**Try it**:
Find the word "candidates" in the data. Return every line where it appears.

**Materials provided**:
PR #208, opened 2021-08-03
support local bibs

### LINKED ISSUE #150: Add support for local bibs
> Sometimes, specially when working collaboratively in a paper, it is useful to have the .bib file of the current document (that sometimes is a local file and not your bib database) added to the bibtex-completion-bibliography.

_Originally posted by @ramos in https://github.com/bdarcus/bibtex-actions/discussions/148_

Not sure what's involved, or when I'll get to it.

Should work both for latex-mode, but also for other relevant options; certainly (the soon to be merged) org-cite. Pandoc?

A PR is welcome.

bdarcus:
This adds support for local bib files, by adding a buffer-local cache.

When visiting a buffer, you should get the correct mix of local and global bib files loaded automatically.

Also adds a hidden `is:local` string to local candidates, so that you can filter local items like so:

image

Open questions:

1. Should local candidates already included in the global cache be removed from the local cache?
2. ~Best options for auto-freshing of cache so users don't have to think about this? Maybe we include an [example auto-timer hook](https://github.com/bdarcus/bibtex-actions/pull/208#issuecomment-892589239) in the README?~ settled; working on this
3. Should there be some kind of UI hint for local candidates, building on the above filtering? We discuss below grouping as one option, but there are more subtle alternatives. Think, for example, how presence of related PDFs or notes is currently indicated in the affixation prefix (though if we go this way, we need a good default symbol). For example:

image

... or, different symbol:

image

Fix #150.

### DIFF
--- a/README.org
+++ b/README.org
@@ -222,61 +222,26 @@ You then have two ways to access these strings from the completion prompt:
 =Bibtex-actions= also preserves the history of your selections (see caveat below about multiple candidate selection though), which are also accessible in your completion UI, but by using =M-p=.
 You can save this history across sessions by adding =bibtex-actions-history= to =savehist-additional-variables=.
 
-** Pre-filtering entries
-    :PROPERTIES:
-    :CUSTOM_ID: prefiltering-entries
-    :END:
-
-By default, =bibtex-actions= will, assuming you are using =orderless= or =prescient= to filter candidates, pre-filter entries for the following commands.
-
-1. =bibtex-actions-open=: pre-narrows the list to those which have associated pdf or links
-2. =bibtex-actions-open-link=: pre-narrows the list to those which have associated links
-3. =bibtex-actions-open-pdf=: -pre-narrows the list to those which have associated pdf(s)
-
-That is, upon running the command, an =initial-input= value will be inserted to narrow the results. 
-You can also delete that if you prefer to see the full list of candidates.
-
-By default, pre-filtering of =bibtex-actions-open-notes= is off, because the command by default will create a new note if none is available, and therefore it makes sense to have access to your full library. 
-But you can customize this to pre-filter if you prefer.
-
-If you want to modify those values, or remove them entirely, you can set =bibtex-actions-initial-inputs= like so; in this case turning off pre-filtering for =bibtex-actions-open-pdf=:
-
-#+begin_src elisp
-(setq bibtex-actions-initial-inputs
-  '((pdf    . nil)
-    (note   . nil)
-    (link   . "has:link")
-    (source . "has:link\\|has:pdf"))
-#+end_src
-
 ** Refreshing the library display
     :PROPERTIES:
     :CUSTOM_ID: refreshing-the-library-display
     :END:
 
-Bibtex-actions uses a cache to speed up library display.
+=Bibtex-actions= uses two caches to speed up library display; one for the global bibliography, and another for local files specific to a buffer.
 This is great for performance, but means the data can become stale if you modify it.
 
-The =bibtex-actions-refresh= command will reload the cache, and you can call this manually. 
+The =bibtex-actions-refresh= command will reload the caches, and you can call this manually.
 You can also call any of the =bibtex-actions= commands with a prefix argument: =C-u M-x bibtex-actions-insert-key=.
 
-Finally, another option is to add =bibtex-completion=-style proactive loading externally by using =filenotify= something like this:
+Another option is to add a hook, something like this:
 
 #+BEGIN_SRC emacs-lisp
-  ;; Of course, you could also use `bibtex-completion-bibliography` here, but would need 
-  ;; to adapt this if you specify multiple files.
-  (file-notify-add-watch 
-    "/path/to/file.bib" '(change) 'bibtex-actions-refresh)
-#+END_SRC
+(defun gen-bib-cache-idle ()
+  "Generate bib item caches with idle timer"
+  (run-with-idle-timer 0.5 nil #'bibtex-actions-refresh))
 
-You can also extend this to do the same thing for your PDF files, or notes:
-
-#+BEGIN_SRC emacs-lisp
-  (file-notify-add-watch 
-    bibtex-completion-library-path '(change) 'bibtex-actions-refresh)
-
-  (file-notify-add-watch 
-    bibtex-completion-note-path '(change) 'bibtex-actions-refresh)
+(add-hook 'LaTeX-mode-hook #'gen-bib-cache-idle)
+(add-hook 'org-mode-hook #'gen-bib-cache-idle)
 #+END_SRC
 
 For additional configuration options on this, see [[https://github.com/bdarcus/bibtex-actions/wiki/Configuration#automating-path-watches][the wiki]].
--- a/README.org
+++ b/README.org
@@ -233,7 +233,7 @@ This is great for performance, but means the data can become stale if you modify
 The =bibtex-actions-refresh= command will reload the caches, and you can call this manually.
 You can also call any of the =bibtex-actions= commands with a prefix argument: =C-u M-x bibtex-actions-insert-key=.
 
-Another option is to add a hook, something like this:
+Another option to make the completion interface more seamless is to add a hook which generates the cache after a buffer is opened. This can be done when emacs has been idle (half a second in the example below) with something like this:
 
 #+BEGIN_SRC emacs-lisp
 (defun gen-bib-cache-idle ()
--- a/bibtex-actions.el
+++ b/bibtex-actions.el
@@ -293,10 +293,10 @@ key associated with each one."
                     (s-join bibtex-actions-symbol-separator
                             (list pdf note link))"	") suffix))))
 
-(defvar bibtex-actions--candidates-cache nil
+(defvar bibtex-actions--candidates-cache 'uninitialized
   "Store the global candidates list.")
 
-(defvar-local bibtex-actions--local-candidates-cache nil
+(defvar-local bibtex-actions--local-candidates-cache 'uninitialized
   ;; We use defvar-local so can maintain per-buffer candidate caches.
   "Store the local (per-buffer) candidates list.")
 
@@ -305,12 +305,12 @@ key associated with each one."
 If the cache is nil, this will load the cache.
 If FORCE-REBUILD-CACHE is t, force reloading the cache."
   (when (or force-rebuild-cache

**Result**:
Also adds a hidden `is:local` string to local candidates, so that you can filter local items like so:
1. Should local candidates already included in the global cache be removed from the local cache?
3. Should there be some kind of UI hint for local candidates, building on the above filtering? We discuss below grouping as one option, but there are more subtle alternatives. Think, for example, how presence of related PDFs or notes is currently indicated in the affixation prefix (though if we go this way, we need a good default symbol). For example:
-By default, =bibtex-actions= will, assuming you are using =orderless= or =prescient= to filter candidates, pre-filter entries for the following commands.
-You can also delete that if you prefer to see the full list of candidates.
-(defvar bibtex-actions--candidates-cache nil
+(defvar bibtex-actions--candidates-cache 'uninitialized
   "Store the global candidates list.")
-(defvar-local bibtex-actions--local-candidates-cache nil
+(defvar-local bibtex-actions--local-candidates-cache 'uninitialized
   "Store the local (per-buffer) candidates list.")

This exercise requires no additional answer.